And that's really what we work on, right? Like, I think so many people think it's like, okay, here's your diet. Like, here's what you're going to eat and mean. Don't tell you what to eat at all. But like there's, you know, some guidance. It's mostly just helping you to figure out what's going to work best for you. But, you know, you get started on that and then we get into everything else like, so how do you get through, you know, a difficult clinic day and not just be like, well, in too bad, you just have to suffer and feel awful now because you don't get to have anything nice, you know?

[00:13:57] I mean, I think it's really recognizing or just being [00:14:00] more aware of, hey, what's making me feel uncomfortable, right? It's the things that would make me want to eat sugar, you know? What were those things? Is it a negative patient interaction? Is it that I, you know, personalize that too much and made that about me, when in reality it's not really about me? Or is it, you know, I'm an oncologist, So there's for better or for worse, a lot of end of life discussions. And is it that, you know, just had a, you know, an end of life discussion with a young patient that was emotionally challenging and that was hard to kind of come down from or whatever it may be.
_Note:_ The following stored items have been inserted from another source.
PR #3156, opened 2021-07-14
CGE2: Text To Speech (TTS) for the Sfinx Game

taylorzhancher:
There will be TTS for the following
- Options in the game
- Speech in the game

And options to do these things
- Turn TTS for objects on an off
- In the English version, an option to override the original voice over with TTS (in English)

### DIFF
--- a/engines/cge2/cge2.cpp
+++ b/engines/cge2/cge2.cpp
@@ -25,6 +25,7 @@
  * Copyright (c) 1994-1997 Janusz B. Wisniewski and L.K. Avalon
  */
 
+#include "engines/advancedDetector.h"
 #include "engines/util.h"
 #include "common/text-to-speech.h"
 #include "common/config-manager.h"
@@ -197,6 +198,10 @@ Common::Error CGE2Engine::run() {
 	ConfMan.flushToDisk();
 
 	return Common::kNoError;
+}
+
+Common::Language CGE2Engine::getLanguage() const {
+	return _gameDescription->language;
 }
 
 } // End of namespace CGE2
--- a/engines/cge2/cge2.cpp
+++ b/engines/cge2/cge2.cpp
@@ -184,8 +184,8 @@ bool CGE2Engine::hasFeature(EngineFeature f) const {
 }
 
 Common::Error CGE2Engine::run() {
-    // if (_ttsMan != nullptr)
-	// 	_ttsMan->setLanguage(Common::getLanguageCode(getLanguage()));
+    if (_ttsMan != nullptr)
+		_ttsMan->setLanguage(Common::getLanguageCode(getLanguage()));
 	syncSoundSettings();
 	initGraphics(kScrWidth, kScrHeight);
 
--- a/engines/cge2/cge2.cpp
+++ b/engines/cge2/cge2.cpp
@@ -183,7 +183,7 @@ bool CGE2Engine::hasFeature(EngineFeature f) const {
 
 Common::Error CGE2Engine::run() {
 	Common::TextToSpeechManager *ttsMan = g_system->getTextToSpeechManager();
-    if (ttsMan != nullptr)
+	if (ttsMan != nullptr)
 		ttsMan->setLanguage(Common::getLanguageCode(getLanguage()));
 	syncSoundSettings();
 	initGraphics(kScrWidth, kScrHeight);
--- a/engines/cge2/cge2.cpp
+++ b/engines/cge2/cge2.cpp
@@ -26,6 +26,7 @@
  */
 
 #include "engines/util.h"
+#include "common/text-to-speech.h"
 #include "common/config-manager.h"
 #include "common/debug.h"
 #include "common/debug-channels.h"
@@ -105,6 +106,8 @@ CGE2Engine::CGE2Engine(OSystem *syst, const ADGameDescription *gameDescription)
 		_oldSfxVolume = ConfMan.getInt("sfx_volume");
 		_music = _oldMusicVolume != 0;
 	}
+
+	_ttsMan = g_system->getTextToSpeechManager();
 }
 
 void CGE2Engine::init() {
@@ -181,6 +184,8 @@ bool CGE2Engine::hasFeature(EngineFeature f) const {
 }
 
 Common::Error CGE2Engine::run() {
+    // if (_ttsMan != nullptr)
+	// 	_ttsMan->setLanguage(Common::getLanguageCode(getLanguage()));
 	syncSoundSettings();
 	initGraphics(kScrWidth, kScrHeight);
 
--- a/engines/cge2/cge2.cpp
+++ b/engines/cge2/cge2.cpp
@@ -106,8 +106,6 @@ CGE2Engine::CGE2Engine(OSystem *syst, const ADGameDescription *gameDescription)
 		_oldSfxVolume = ConfMan.getInt("sfx_volume");
 		_music = _oldMusicVolume != 0;
 	}
-
-	_ttsMan = g_system->getTextToSpeechManager();
 }
 
 void CGE2Engine::init() {
@@ -184,8 +182,9 @@ bool CGE2Engine::hasFeature(EngineFeature f) const {
 }
 
 Common::Error CGE2Engine::run() {
-    if (_ttsMan != nullptr)
-		_ttsMan->setLanguage(Common::getLanguageCode(getLanguage()));
+	Common::TextToSpeechManager *ttsMan = g_system->getTextToSpeechManager();
+    if (ttsMan != nullptr)
+		ttsMan->setLanguage(Common::getLanguageCode(getLanguage()));
 	syncSoundSettings();
 	initGraphics(kScrWidth, kScrHeight);
 
--- a/engines/cge2/cge2.h
+++ b/engines/cge2/cge2.h
@@ -157,6 +157,7 @@ public:
 	bool hasFeature(EngineFeature f) const override;
 	bool canSaveGameStateCurrently() override;
 	bool canLoadGameStateCurrently() override;
+	Common::Language getLanguage() const;
 	Common::Error saveGameState(int slot, const Common::String &desc, bool isAutosave = false) override;
 	Common::Error loadGameState(int slot) override;
 	Common::Error run() override;
--- a/engines/cge2/cge2.h
+++ b/engines/cge2/cge2.h
@@ -162,8 +162,6 @@ public:
 	Common::Error loadGameState(int slot) override;
 	Common::Error run() override;
 
-	Common::TextToSpeechManager *_ttsMan;
-
 	WARN_UNUSED_RESULT static bool readSavegameHeader(Common::InSaveFile *in, SavegameHeader &header, bool skipThumbnail = true);
 
 	bool showTitle(const char *name);
--- a/engines/cge2/cge2.h
+++ b/engines/cge2/cge2.h
@@ -161,6 +161,8 @@ public:
 	Common::Error loadGameState(int slot) override;
 	Common::Error run() override;
 
+	Common::TextToSpeechManager *_ttsMan;
+
 	WARN_UNUSED_RESULT static bool readSavegameHeader(Common::InSaveFile *in, SavegameHeader &header, bool skipThumbnail = true);
 
 	bool showTitle(const char *name);
--- a/engines/cge2/detection.cpp
+++ b/engines/cge2/detection.cpp
@@ -38,7 +38,7 @@ static const DebugChannelDef debugFlagList[] = {
 namespace CGE2 {
 
 #define GAMEOPTION_COLOR_BLIND_DEFAULT_OFF  GUIO_GAMEOPTIONS1
-#define GAMEOPTION_TTS_THINGS				GUIO_GAMEOPTIONS2
+#define GAMEOPTION_TTS_OBJECTS				GUIO_GAMEOPTIONS2
 #define GAMEOPTION_TTS_SPEECH				GUIO_GAMEOPTIONS3
 
 static const PlainGameDescriptor CGE2Games[] = {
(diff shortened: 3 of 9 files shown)


engines/cge2/talk.cpp
```diff
@@ -254,6 +261,14 @@ InfoLine::InfoLine(CGE2Engine *vm, uint16 w, ColorBank color)
 }
 
 void InfoLine::update(const char *text) {
+	Common::TextToSpeechManager *ttsMan = g_system->getTextToSpeechManager();
+    if (text) {
+        if (lastText != text) {
```
mgerhardy, line 266: this looks suspicious. `lastText != text` is no string compare. It might be that you are comparing a buffer pointer with different content since the last call - but as the same buffer was used, the check didn't evaluate to true. It would imo be better to perform a string compare here.

engines/cge2/talk.h
```diff
@@ -69,6 +69,7 @@ class Talk : public Sprite {
 public:
 	uint8 *_color;
 
+	const char *lastText;
```
mgerhardy, line 72: lastText is not initialized in the constructor

engines/cge2/vmenu.cpp
```diff
@@ -25,16 +25,22 @@
...
 
+#include "common/config-manager.h"
+#include "common/text-to-speech.h"
 #include "cge2/text.h"
 #include "cge2/vmenu.h"
 #include "cge2/events.h"
 
 namespace CGE2 {
 
+const char *_iWantToStopPlayingAlready;
```
mgerhardy, line 36: these aren't initialized - so they might send garbage in `VMenu::touch` to `ttsMan->say`

taylorzhancher:
Just did the changes

engines/cge2/detection.cpp
```diff
@@ -101,6 +103,28 @@ static const ADExtraGuiOptionsMap optionsList[] = {
...
+			false
+		}
+	},
+
+	{
+		GAMEOPTION_TTS_SPEECH,
+		{
+			_s("Enable Text to Speech for Subtitles and Override Original Voice Overs"),
+			_s("Use TTS to read the descriptions (if TTS is available)"),
+			"tts_enabled_new",
```
mgerhardy, line 122: I'm not sure about the name of the config variable. it might be used in other engines, too - and should imo get a better speaking name.

Also I'm no native speaker, but the upper case writing of the description doesn't look correct for me. Is there a reason behind writing it like this? Like highlighting words with special meanings in the game?

engines/cge2/vmenu.h
```diff
@@ -76,6 +76,7 @@ class VMenu : public Talk {
 	char *_vmgt;
 	static VMenu *_addr;
 	int _recent;
+	int lastN = 2;
```
mgerhardy, line 79: cge2 is not marked as c++11 - this would break in c++98 compilation mode. You should init the var in the constructor.

engines/cge2/detection.cpp
taylorzhancher: The upper case is there just because it was also there in the other engines I worked on, just thinking about uniforming the format.

engines/cge2/vmenu.h
taylorzhancher: Is it this particular variable? or all the variables?

engines/cge2/talk.cpp
```diff
@@ -254,6 +261,14 @@ InfoLine::InfoLine(CGE2Engine *vm, uint16 w, ColorBank color)
...
 
 void InfoLine::update(const char *text) {
+	Common::TextToSpeechManager *ttsMan = g_system->getTextToSpeechManager();
+	if (text) {
+        if (strcmp(lastText,text) != 0) {
+            if (ttsMan != nullptr && ConfMan.getBool("tts_enabled"))
+                ttsMan->say(text);
+            lastText = text;
+        }
+    }
```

But now it's kind of reevaluating and rethinking about those scenarios and say, you know, an end of life discussion, for example, I can kind of stop and recognize that, you know, this person was going to be in this scenario, whether I'm here or not, But my role for them is to make the. End of their life as good as it can possibly be. You know, to make them realize that they have done every single thing they can possibly do to [00:15:00] try to improve this situation. And this is where we are now. And now my role is to make them as comfortable as they can possibly be so they can die with dignity. And so rather than cheering like I have somehow failed them, I can choose to think about it. In a different way in that I have helped them as best as I can and I feel like I have been in in this place to try to make their lives better because their scenario wasn't going to change whether I was here or not.

[00:15:32] Right. Like your role kind of switches a little bit, right? You're like, I'm here to help them, you know, no matter what. And so, like, when we've exhausted all our options over here, then we transition to, okay, so now my role has shifted into helping them in the end of their life be as comfortable as possible.

[00:15:48] Exactly. But those sorts of thoughts are available to me rather than just feeling like I have nothing and I've failed them. Yeah. Which is, I think what leads to this kind of. Well, obviously sadness [00:16:00] and kind of need to act in ways that don't serve me, don't serve my body. But if I can think about things in a different way, in a more. And worth a positive way to think about something maybe more useful.

[00:16:14] I like to think of it as a more useful way, right? It doesn't have to be more positive, but it's more useful. It's like what came to me is like the image is like it can feel very empty, right? To feel like. Like you have nothing you can give anymore, you know, like you're just like, you know, or sometimes people even feel kind of numb, like they don't even know what to think. And so we just will eat because we're like, we want some sensory input or we want to fill up that emptiness. And but we don't have conscious awareness that that's what we're doing. We're like, I don't know, I just wanted gummy lifesavers or whatever you're saying.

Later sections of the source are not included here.